**PROVIDED DATA**
┌──
PR #20161, opened 2026-04-29
Update section header for Windows Terminal installation

Santoshray-27:
## PR Checklist
- [ ] Closes #xxx
- [ ] Tests added/passed
- [ ] Documentation updated


DHowett (changes requested):
Thanks, but no. We are just as excited as you are, of course, but it would be somewhat unprofessional for us to add this.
└──
**WORK TO COMPLETE**
The records above should be reproduced in full, exactly as they read.

**ANSWER SPACE**
PR #20161, opened 2026-04-29
Update section header for Windows Terminal installation

Santoshray-27:
## PR Checklist
- [ ] Closes #xxx
- [ ] Tests added/passed
- [ ] Documentation updated


DHowett (changes requested):
Thanks, but no. We are just as excited as you are, of course, but it would be somewhat unprofessional for us to add this.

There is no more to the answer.